Please tally the lines below that contain the word "fixed" and reply with the total alone.

*** Opening of DATA FOR THIS EXERCISE ***

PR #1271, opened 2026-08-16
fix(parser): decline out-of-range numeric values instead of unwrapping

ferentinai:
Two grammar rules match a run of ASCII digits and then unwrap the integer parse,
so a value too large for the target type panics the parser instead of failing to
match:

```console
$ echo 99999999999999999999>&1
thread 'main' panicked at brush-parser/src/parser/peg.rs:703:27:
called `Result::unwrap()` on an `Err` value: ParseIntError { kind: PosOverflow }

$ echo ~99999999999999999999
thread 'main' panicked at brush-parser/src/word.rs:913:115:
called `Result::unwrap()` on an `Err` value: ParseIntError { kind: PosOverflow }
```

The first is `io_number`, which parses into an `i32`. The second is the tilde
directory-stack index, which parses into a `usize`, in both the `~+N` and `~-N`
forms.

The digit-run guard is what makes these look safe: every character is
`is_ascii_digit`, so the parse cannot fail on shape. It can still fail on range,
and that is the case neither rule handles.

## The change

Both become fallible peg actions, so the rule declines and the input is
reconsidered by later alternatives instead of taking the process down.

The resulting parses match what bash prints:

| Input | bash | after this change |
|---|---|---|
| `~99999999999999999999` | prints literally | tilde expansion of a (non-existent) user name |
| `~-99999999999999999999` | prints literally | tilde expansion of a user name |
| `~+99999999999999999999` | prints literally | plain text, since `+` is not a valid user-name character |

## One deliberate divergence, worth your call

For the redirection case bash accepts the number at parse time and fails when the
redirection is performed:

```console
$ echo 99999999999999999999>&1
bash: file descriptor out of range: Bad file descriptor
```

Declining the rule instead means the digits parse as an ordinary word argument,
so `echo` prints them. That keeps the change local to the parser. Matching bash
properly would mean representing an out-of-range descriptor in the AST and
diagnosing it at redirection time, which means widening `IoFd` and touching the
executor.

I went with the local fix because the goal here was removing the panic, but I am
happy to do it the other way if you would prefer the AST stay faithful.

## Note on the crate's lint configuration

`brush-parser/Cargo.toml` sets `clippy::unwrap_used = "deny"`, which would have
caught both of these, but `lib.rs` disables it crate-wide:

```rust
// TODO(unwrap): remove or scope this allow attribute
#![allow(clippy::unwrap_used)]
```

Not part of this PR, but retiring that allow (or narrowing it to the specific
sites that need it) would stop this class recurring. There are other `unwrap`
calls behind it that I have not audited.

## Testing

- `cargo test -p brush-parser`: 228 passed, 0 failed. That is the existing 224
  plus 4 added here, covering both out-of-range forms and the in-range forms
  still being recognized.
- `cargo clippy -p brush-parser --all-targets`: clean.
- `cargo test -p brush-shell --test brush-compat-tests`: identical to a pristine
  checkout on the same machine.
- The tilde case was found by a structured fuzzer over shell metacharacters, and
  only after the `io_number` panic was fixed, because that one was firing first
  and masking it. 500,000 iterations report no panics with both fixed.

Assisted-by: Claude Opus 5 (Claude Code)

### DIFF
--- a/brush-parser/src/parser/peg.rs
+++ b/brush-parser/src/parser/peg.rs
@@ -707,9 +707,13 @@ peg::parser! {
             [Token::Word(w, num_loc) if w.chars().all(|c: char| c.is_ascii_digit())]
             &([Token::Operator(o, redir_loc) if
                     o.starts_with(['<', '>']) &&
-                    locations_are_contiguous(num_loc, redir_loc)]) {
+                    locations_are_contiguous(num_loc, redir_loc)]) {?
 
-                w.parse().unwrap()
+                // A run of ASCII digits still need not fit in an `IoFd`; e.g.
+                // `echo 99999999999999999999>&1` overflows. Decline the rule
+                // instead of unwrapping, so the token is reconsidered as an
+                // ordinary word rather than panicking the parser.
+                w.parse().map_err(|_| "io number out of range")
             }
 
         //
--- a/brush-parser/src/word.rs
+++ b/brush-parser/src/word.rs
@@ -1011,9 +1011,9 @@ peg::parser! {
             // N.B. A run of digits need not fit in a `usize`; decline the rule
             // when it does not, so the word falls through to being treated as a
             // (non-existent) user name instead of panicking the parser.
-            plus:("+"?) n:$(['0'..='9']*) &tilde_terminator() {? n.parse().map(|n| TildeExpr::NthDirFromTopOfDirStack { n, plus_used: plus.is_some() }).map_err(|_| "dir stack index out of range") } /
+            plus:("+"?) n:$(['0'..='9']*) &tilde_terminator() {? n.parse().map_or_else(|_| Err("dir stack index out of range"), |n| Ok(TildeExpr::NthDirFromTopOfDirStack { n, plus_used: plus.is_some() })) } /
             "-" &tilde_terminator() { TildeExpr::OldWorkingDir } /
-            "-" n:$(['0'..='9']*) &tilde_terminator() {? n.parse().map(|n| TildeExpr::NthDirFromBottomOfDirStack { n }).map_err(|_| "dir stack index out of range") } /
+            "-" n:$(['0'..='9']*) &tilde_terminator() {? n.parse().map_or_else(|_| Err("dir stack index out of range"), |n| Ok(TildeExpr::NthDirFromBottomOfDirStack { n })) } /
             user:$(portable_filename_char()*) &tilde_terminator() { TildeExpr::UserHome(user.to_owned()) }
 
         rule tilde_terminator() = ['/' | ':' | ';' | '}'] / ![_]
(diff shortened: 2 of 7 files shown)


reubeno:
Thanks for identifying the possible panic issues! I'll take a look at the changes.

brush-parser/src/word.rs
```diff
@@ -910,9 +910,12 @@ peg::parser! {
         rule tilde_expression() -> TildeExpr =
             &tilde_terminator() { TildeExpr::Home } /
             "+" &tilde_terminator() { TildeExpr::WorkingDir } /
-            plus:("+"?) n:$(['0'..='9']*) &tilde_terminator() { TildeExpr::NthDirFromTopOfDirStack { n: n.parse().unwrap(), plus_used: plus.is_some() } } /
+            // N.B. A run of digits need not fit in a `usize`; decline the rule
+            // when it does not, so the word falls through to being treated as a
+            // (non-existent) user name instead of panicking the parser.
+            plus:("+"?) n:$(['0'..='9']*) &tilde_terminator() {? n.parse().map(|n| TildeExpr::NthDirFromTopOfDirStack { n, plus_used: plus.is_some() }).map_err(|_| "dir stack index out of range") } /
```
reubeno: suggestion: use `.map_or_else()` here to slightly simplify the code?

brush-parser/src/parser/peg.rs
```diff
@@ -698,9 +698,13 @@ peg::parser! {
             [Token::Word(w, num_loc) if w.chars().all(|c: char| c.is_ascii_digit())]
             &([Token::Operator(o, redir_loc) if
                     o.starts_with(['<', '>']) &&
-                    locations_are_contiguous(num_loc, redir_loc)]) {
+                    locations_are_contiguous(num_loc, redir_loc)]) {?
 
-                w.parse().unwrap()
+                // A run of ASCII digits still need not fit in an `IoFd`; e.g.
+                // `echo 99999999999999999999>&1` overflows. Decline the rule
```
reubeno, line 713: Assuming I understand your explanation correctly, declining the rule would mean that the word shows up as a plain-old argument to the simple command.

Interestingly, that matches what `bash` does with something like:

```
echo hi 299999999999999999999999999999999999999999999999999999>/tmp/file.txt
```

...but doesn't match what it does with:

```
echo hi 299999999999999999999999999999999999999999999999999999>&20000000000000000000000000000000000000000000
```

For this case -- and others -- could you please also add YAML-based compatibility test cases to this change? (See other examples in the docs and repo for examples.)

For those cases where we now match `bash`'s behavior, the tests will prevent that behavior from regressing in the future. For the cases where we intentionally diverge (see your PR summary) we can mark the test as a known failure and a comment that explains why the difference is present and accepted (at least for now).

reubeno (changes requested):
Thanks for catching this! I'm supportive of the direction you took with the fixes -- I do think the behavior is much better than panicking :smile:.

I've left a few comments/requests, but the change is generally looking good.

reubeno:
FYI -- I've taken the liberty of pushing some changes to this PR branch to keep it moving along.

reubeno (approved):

*** Close of DATA FOR THIS EXERCISE ***

● OUTPUT OF THE EXERCISE: 2